Available from Cambridge University Press
Right of Election:
in the freemen of Carmarthen, Laugharne, Llandovery, St. Clears, Llandeilo Fawr, Llanelli, Newcastle Emlyn, Newton and Dryslwyn (to 1604); freemen of Carmarthen (aft. 1604)
Number of voters:
at least 128 in 16591
|5 Mar. 1604||SIR WALTER RICE|
|c. Mar. 16142||WILLIAM THOMAS , recorder|
|8 Jan. 1621||HENRY VAUGHAN|
|2 Feb. 1624||HENRY VAUGHAN|
|24 Apr. 1625||HENRY VAUGHAN|
|12 May 1625||SIR FRANCIS ANNESLEY|
|30 Jan. 1626||HENRY VAUGHAN|
|25 Feb. 1628||HENRY VAUGHAN|
Carmarthen was founded by the Romans and reoccupied by the Normans, who built a castle to secure their dominion over the Welsh. The borough served as the administrative centre of the principality of South Wales down to the Stuart period.3 The town enjoyed good trading links, both by land and via the navigable River Tywi (Towy): it was the staple port for Welsh wool from 1353, and in return for the wool and cloth shipped to Bristol and the Continent, French wine was imported.4 In the reign of James I the Tywi was described as ‘sore pestered with sands and shelfs,’ but as neighbouring ports such as Laugharne and Kidwelly were experiencing similar difficulties, Carmarthen’s economy suffered little dislocation.5 Carmarthen’s trading links made it the largest town in Wales, with a population in the early seventeenth century in excess of 2,000; in 1602 the antiquary, George Owen, described the borough as ‘fair and good in estate.’6
The borough of Carmarthen received its first royal charter in the mid-thirteenth century, which confirmed existing customs.7 The early Stuart town was governed under a charter of 1546, which incorporated a mayor and 20 burgesses, who elected a mayor and two bailiffs annually, and appointed a recorder, town clerk and sword-bearer. The rights of the town’s other resident burgesses provoked ‘popular strife and controversies’ under Elizabeth and James.8 The 1546 charter recognized Carmarthen’s status in South Wales and was adopted as a model by other towns such as Cardigan.9 Under the Henrician Acts of Union, Carmarthen became the site for the county’s Great Sessions courts.10 As the county town it was also enfranchised, together with representatives from eight other ‘ancient boroughs’ who attended elections at Carmarthen’s guildhall. By 1604 all of these contributory boroughs were in decline.11 The largest, Kidwelly, suffered from the silting up of the Gwendraeth: in 1615 its inhabitants lamented that ‘there is neither shipping nor trade to maintain the town’, and over 140 burgages lay deserted.12 The borough paid nearly £80 for a new charter in 1619, but continued to be overshadowed by Carmarthen.13
The contributory boroughs seem to have played little part in parliamentary elections, even though the indentures for 1589 and 1604 listed their names. Ostensibly made out in the name of the burgesses of ‘all the boroughs of the county’, the 1604 indenture was actually signed only by the local magnate Sir John Vaughan*, and by the mayor and bailiffs of Carmarthen.14 The Member returned, Sir Walter Rice, had represented the borough in 1601 and headed a once-mighty family which had been weakened by a series of attainders under the Tudors. His election was doubtless assisted by the fact that the mayor of Carmarthen was his nephew.

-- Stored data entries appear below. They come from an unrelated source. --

PR #409, opened 2016-05-18
stop cutorch clobbering cltorch, if `require`d after cltorch

hughperkins:
This isnt strictly necessary any more, since cltorch now runs from a stable torch distro.  But it might still be nice to add this sometime?

This patch makes the cutorch monkey-patch not overwrite any other module's existing monkey-patching on getmetatable(RealTensor).copy, in the case that `cutorch is`require`d after the other module.


hughperkins:
(Relevant doc https://github.com/hughperkins/cltorch#co-existence-with-cutorch )

soumith:
@torchbot test this

soumith:
@torchbot test this

soumith:
@torchbot test this

PR #543, opened 2016-10-13
changes to make cunn compile on windows with msvc

BTNC:
Hi,

This PR is to get cunn compile with msvc (at least with msvc19, the latest one).

Thanks,


soumith:
Thanks!

PR #546, opened 2016-10-13
Revert "changes to make cunn compile on windows with msvc"

soumith:
Reverts torch/cutorch#543

@BTNC I am reverting this, this breaks cutorch installation on Linux and OSX


BTNC:
Sorry I forgot to define THC_CLASS for non win32 case. I will fix it.

PR #549, opened 2016-10-14
Fix caching allocator when used from multiple Lua threads

### LINKED ISSUE #539: THCCachingAllocator does not always work with sharedserialize'd threads
A situation that arises, e.g.,  when using optnet + DataParallelTable + THC_CACHING_ALLOCATOR, minimum example with comments below:
```lua
      require 'cunn'
      require 'cutorch'
      require 'cudnn'
      local nGPU = 2
      --allocate something
      local a = torch.CudaTensor(1000,1000):fill(1)
      --create a simple model
      local model = nn.Sequential()
      local l1 = cudnn.SpatialConvolution(32,32,3,3)
      model:add(l1)
      model:cuda()
      local input = torch.CudaTensor(32,32,14,14)
      --prop model forward, as in optnet      
      local out = model:forward(input)
--now, wrap model in dpt   
      local gpus = torch.range(1, nGPU):totable()
      local fastest, benchmark = cudnn.fastest, cudnn.benchmark

      local dpt = nn.DataParallelTable(1, true, true)
         :add(model, gpus)
         :threads(function()
            local cudnn = require 'cudnn'
            cudnn.fastest, cudnn.benchmark = fastest, benchmark
         end)
--at this point, there are 3 THCCachingAllocators, and they do not share allocated_blocks      
--and there are 3 lua_States that share storages due to sharedserialize, 
--so storage from the main thread can be garbage-collected in the spawned thread
--which has its own THCCachingAllocator and won't find this storage in its allocated_blocks
--leading to cudaError. 
      dpt.gradInput = nil
      model = dpt:cuda()
      model:forward(input)
```
when run with THC_CACHING_ALLOCATOR set to 1, the output is
THCudaCheck FAIL file=/workspace/ALL/torch-distro/extra/cutorch/lib/THC/generic/THCStorage.c line=147 error=17 : invalid device pointer
W/o caching allocator, runs without problem.

colesbury:
Use a single, global THCCachingAllocator instance.

Previously, each Lua thread had its own THCCachingAllocator instance.
However, threads can share storages, which means a segment could be
allocated from on THCCachingAllocator and freed on another, which
breaks.

Fixes #539

### DIFF
--- a/README.md
+++ b/README.md
@@ -32,6 +32,8 @@ Set the environment variable `THC_CACHING_ALLOCATOR=1` to enable the caching CUD
 
 By default, cutorch calls `cudaMalloc` and `cudaFree` when CUDA tensors are allocated and freed. This is expensive because `cudaFree` synchronizes the CPU with the GPU. Setting `THC_CACHING_ALLOCATOR=1` will cause cutorch to cache and re-use CUDA allocations to avoid synchronizations.
 
+With the caching memory allocator, allocations and frees should logically be considered "usages" of the memory segment associated with streams, just like kernel launches. The programmer must insert the proper synchronization if memory segments are used from multiple streams.
+
 ###`cutorch.*` API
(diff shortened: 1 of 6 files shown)


soumith:
Thanks!

PR #550, opened 2016-10-14
Add stream API that is not based on indices

colesbury:
This implements the THC code so that we can expose streams as objects
instead of simply referring to them by indices. This is not exposed in
Lua yet.


soumith:
are there incompatible API changes in this PR?
For example, will cunn break?: https://github.com/torch/cunn/search?utf8=%E2%9C%93&q=stream

soumith:
i checked, and it's fine.

PR #555, opened 2016-10-17
Fix cutorch.getStream()

colesbury:
state->numUserStreams does not include the NULL stream, which is stored
in res->streams[i]


soumith:
Thanks!

PR #558, opened 2016-10-19
Add generic type support for toDeviceTensor.

gchanan:
This is necessary to support generic modules in cunn, which currently use toDeviceTensor with only CudaTensors.


soumith:
Thanks!

PR #561, opened 2016-10-24
Store the device in THCStorage

colesbury:
THCStorage_(getDevice) currently calls cudaPointerGetAttributes() to determine the storage's device. This call is relatively slow (~1 microsecond). Instead, store the device in the THCStorage struct.


soumith:
See #566

PR #562, opened 2016-10-24
we can use _NPROCESSOR_CONF instead of a hack for tegra

howard0su:


howard0su:
I suggest we add -j$(ncpu) to luarocks so that every project can build such way

soumith:
tegra runs out of memory if we do _NPROCESSOR_CONF, that's why this change was introduced.

howard0su:
It works fine for me at least this morning. I worried if we original is working around NPROCESS_ONLN is 1 then we manually hack around it to set it to 3.

Building on 4 cores
-- Found Torch7 in /home/ubuntu/torch/install
-- MAGMA not found. Compiling without MAGMA support
-- Autodetected CUDA architecture(s): 3.2
-- got cuda version 6.5
..........................
[ 82%] [ 83%] [ 84%] [ 85%] Building C object lib/THC/CMakeFiles/THC.dir/THCAllocator.c.o
Building C object lib/THC/CMakeFiles/THC.dir/THCGeneral.c.o
Building CXX object lib/THC/CMakeFiles/THC.dir/THCCachingAllocator.cpp.o
Building C object lib/THC/CMakeFiles/THC.dir/THCStorage.c.o
[ 86%] Building C object lib/THC/CMakeFiles/THC.dir/THCStorageCopy.c.o
[ 88%] [ 89%] Building C object lib/THC/CMakeFiles/THC.dir/THCTensor.c.o
Building C object lib/THC/CMakeFiles/THC.dir/THCStream.c.o
[ 90%] Building C object lib/THC/CMakeFiles/THC.dir/THCTensorCopy.c.o
[ 91%] Building C object lib/THC/CMakeFiles/THC.dir/THCThreadLocal.c.o
Linking CXX shared library libTHC.so
[ 91%] Built target THC
[ 92%] Generating TensorMath.c
Scanning dependencies of target cutorch
[ 94%] [ 95%] Building C object CMakeFiles/cutorch.dir/Storage.c.o
[ 97%] [ 96%] Building C object CMakeFiles/cutorch.dir/init.c.o
Building C object CMakeFiles/cutorch.dir/Tensor.c.o
Building C object CMakeFiles/cutorch.dir/TensorMath.c.o
[ 98%] Building C object CMakeFiles/cutorch.dir/TensorOperator.c.o
[100%] Building C object CMakeFiles/cutorch.dir/torch/utils.c.o
Linking C shared module libcutorch.so
[100%] Built target cutorch

soumith:
From here: https://www.gnu.org/software/libc/manual/html_node/Processor-Resources.html
NPROCESSOR_CONF should return the same value as NPROCESSOR_ONLN on tegra

howard0su:
it is not true for the platform that supports dynamic power-off cores. Tegra is one. When the system is idle, NPROCESS_ONLN=1 while NPROCESSOR_CONF=4. When you are running some workload, the system will turn on more cores and you may get NPROCESS_ONLN=4 while NPROCESSOR_CONF is still 4.

The same change causes issue with OpenBLAS (https://github.com/xianyi/OpenBLAS/pull/981) and torch/distro to detect the right number of cores in such platform. this is relatively common on ARM platforms.

soumith:
thanks!

PR #569, opened 2016-10-26
Use void for no-arg functions

colesbury:


lib/THC/THCCachingAllocator.cpp
```diff
@@ -306,7 +306,7 @@ static THCDeviceAllocator device_allocator = {
   &caching_allocator
 };
 
-THC_API THCDeviceAllocator* THCCachingAllocator_get()
+THC_API THCDeviceAllocator* THCCachingAllocator_get(void)
```
apaszke: This strict prototype thing is a problem only for C, there's no need to add this to `.cpp` files. It doesn't hurt though, we can leave it.

PR #580, opened 2016-11-02
Add supporting code for CUDA IPC

colesbury:
This adds three small pieces to help with sharing THCStorages across
processes:

 1. THCIpcAllocator: a THCDeviceAllocator to close shared memory handles in the
    child process.
 2. THCCachingAllocator_getBaseAllocation which returns the pointer and
    size of the underlying cudaMalloc allocation. This is necessary
    because cudaIpcGetMemHandle requires 'base' pointers
 3. Support for TH_STORAGE_VIEW in THCStorage_(free). This is useful in
    child processes to represent THCCachingAllocator allocations split
    from a larger cudaMalloc call.

### DIFF
--- a/lib/THC/THC.h
+++ b/lib/THC/THC.h
@@ -4,6 +4,7 @@
 #include "THCGeneral.h"
 #include "THCAllocator.h"
 #include "THCBlas.h"
+#include "THCCachingAllocator.h"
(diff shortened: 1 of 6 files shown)


soumith:
Thanks!

PR #829, opened 2021-11-22
Fix redirect from signIn to confirmSignUp

### LINKED ISSUE #818: Authenticator: Username cannot be empty error message when refreshing screen after signup
Steps to reproduce error below:

1. signup with username/password
2. refresh screen/browser
3. attempt to login and redirect to Confirm Sign Up input
4. input correct auth code into input
5. hit enter

Screen Shot 2021-11-20 at 7 27 08 PM

I am not sure of any workarounds so wanted to report this corner case scenario.

wlee221:
*Issue #, if available:* Fixes #818

*Description of changes:* Transition from `signIn` to `confirmSignUp` wasn't working correctly because `setCredentials` assumes `formValues[primaryAlias]` contains the username. This is not true for `signIn` because `signIn` always has its `primaryAlias` input `name` set to `username`. 

This PR handles `signIn` case and adds a test for it.

### DIFF
--- a/packages/ui/src/machines/authenticator/actions.ts
+++ b/packages/ui/src/machines/authenticator/actions.ts
@@ -66,7 +66,8 @@ export const setConfirmSignUpIntent = assign({
 export const setCredentials = assign({
   authAttributes: (context: SignInContext | SignUpContext, _) => {
     const [primaryAlias] = context.loginMechanisms;
-    const username = context.formValues[primaryAlias];
+    const username =
+      context.formValues[primaryAlias] ?? context.formValues['username'];
     const password = context.formValues?.password;
 
     return { username, password };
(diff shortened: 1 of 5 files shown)


packages/ui/src/machines/authenticator/actions.ts
```diff
@@ -66,7 +66,8 @@ export const setConfirmSignUpIntent = assign({
 export const setCredentials = assign({
   authAttributes: (context: SignInContext | SignUpContext, _) => {
     const [primaryAlias] = context.loginMechanisms;
-    const username = context.formValues[primaryAlias];
+    const username =
+      context.formValues[primaryAlias] ?? context.formValues['username'];
```
wlee221, line 70: The actual fix is here. Ideally, we would enforce better input `name` conventions but that's a bigger refactor.

ErikCH (approved):
All tests pass I'm good

PR #839, opened 2021-11-22
ForwardRef for PhoneNumberField

reesscot:
*Description of changes:*
This PR adds forward ref support for the `PhoneNumberField` primitive by wrapping it in `React.forwardRef`. In this case we're supporting both the standard `ref` for access to the `input` field, and `countryCodeRef` for access to the `select` field.

```jsx
  const countryCodeRef = React.useRef(null);

  
  // Below returns INPUT because the ref is forwarded down to DOM element (PhoneNumberField => TextField => Input => <input>)
  // ref.current.nodeName

  // Below returns SELECT because the ref is forwarded down to DOM element (PhoneNumberField => SelectField => Input => <input>)
  // ref.current.nodeName
  
  return (
    <PhoneNumberField label="name" ref={ref} countryCodeRef={countryCodeRef}/>
  );
};
```

### DIFF
--- a/.changeset/violet-bees-draw.md
+++ b/.changeset/violet-bees-draw.md
@@ -1,0 +1,6 @@
+---
+"docs": patch
+"@aws-amplify/ui-react": patch
+---
+
+ForwardRef for PhoneNumberField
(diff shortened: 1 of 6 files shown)


hvergara (approved):
LGTM :)

PR #841, opened 2021-11-22
Update PasswordField to support showPasswordButton ref

reesscot:
*Description of changes:*
This PR adds forward ref support for the `ShowPasswordButton` in the `PasswordField` primitive by offering a `showPasswordRef` prop.

```jsx
export const RefExample = () => {
  const inputRef = React.useRef(null);
  const showPasswordRef = React.useRef(null);

  const onShowPasswordClick = React.useCallback(() => {
    inputRef.current.focus();
  }, []);

  React.useEffect(() => {
    if (showPasswordRef && showPasswordRef.current) {
      console.count('useeffect');
      showPasswordRef.current.addEventListener(
        'click',
        onShowPasswordClick,
        false
      );
      return () => {
        showPasswordRef.current.removeEventListener(
          'click',
          onShowPasswordClick,
          false
        );
      };
    }
  }, [onShowPasswordClick]);

  return (
    <PasswordField
      ref={inputRef}
      showPasswordRef={showPasswordRef}
      label="Password"
    />
  );
};
```

### DIFF
--- a/packages/react/src/primitives/PasswordField/ShowPasswordButton.tsx
+++ b/packages/react/src/primitives/PasswordField/ShowPasswordButton.tsx
@@ -14,7 +14,6 @@ const ShowPasswordButtonPrimitive: PrimitiveWithForwardRef<
 > = ({ fieldType, size, ...rest }, ref) => {
   return (
     <Button
-      {...rest}
       ariaLabel={
         fieldType === 'password'
           ? ariaLabelText.showPassword
@@ -23,6 +22,7 @@ const ShowPasswordButtonPrimitive: PrimitiveWithForwardRef<
       className={ComponentClassNames.FieldShowPassword}
       ref={ref}
       size={size}
+      {...rest}
     >
       {fieldType === 'password' ? (
         <IconVisibility size={size} />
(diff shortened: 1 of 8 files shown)


packages/react/src/primitives/types/passwordField.ts
```diff
@@ -13,11 +14,12 @@ export interface PasswordFieldProps extends TextInputFieldProps {
    * @default "current-password"
    */
   autoComplete?: 'new-password' | 'current-password' | string;
+
+  showPasswordRef?: React.Ref<HTMLButtonElement>;
```
hvergara, line 18:
```suggestion
  showPasswordButtonRef?: React.Ref<HTMLButtonElement>;
```

packages/react/src/primitives/PasswordField/ShowPasswordButton.tsx
```diff
@@ -1,28 +1,28 @@
...
-      size={size}
+      {...rest}
       ariaLabel={
         fieldType === 'password'
           ? ariaLabelText.showPassword
           : ariaLabelText.hidePassword
       }
+      className={ComponentClassNames.FieldShowPassword}
+      ref={ref}
+      size={size}
```
hvergara, line 25: IMO `...rest` should be at the bottom of the JSX prop list to allow developers to override `className`, `size` and `ariaLabel`

zchenwei (approved):
LGTM

PR #851, opened 2021-11-23
ForwardRef support for SearchField

reesscot:
*Description of changes:*
This PR adds forward ref support for the `SearchField` primitive by wrapping it in `React.forwardRef`. In this case we're supporting both the standard `ref` for access to the `input` field, and `searchButtonRef` for access to the `button` elements.

```jsx
  const inputRef = React.useRef(null);
  const searchButtonRef = React.useRef(null);
  
  return (
    <SearchField label="search" 
      ref={inputRef}
      searchButtonRef={searchButtonRef}
      />
  );
};
```

### DIFF
--- a/.changeset/tidy-buckets-build.md
+++ b/.changeset/tidy-buckets-build.md
@@ -1,0 +1,6 @@
+---
+"docs": patch
+"@aws-amplify/ui-react": patch
+---
+
+ForwardRef support for SearchField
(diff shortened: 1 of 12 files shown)


dbanksdesign (approved):
LGTM! :shipit:

dbanksdesign (approved):
LGTM! x2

The electoral politics of Carmarthen were fundamentally changed by the grant of a new borough charter on 14 June 1604. Obtained with Vaughan’s assistance, this conferred county status on the borough, and created two sheriffs in place of the bailiffs.15 From this point onwards, it would seem that Carmarthen enjoyed the same position as the other Welsh county borough – Haverfordwest – in returning Members without any reference to the contributory boroughs, in effect disenfranchising them through a royal grant. The endorsement of the writ of summons for the 1621 election does refer to the other boroughs of the county, but this was probably only because the confused election of 1614 brought the matter into question; the returns of 1625 and 1626 omit any such reference.16 Carmarthen’s control of parliamentary elections is confirmed by a comparison of those endorsing the election returns in the 1620s with the town’s 1625 subsidy roll: most witnesses can be identified as borough residents, with a high proportion of aldermen in evidence.17 The political significance of this administrative change was, however, modest: leading gentry families, particularly the Vaughans, had considerable influence in the contributory boroughs, but continued to control nominations at Carmarthen after 1604. The corporation’s primary motive may simply have been to raise the borough’s prestige.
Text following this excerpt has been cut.